= How to complete this task =
Find how many lines in the material hold the word "UnitTests", then state that number and nothing more.

• • • •

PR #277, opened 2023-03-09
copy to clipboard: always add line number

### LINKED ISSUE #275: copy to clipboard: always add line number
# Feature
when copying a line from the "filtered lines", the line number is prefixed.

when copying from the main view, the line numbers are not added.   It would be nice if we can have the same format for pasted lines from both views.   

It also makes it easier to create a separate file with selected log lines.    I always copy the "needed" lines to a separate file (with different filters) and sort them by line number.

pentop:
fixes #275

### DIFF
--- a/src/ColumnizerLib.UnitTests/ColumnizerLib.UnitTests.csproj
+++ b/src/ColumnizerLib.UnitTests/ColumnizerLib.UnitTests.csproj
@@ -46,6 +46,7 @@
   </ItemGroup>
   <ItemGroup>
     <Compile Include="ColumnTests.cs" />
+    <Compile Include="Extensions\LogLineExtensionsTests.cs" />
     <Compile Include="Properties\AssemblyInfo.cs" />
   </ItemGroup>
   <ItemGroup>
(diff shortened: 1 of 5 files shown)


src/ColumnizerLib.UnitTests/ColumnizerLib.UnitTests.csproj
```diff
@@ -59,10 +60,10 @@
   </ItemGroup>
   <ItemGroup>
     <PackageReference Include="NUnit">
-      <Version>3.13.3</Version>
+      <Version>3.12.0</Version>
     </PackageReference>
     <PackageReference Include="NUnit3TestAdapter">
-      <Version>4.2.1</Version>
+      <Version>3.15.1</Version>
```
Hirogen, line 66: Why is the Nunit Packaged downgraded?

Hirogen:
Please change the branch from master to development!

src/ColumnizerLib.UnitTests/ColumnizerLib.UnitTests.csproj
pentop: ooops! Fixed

• • • •

= Task answer =
4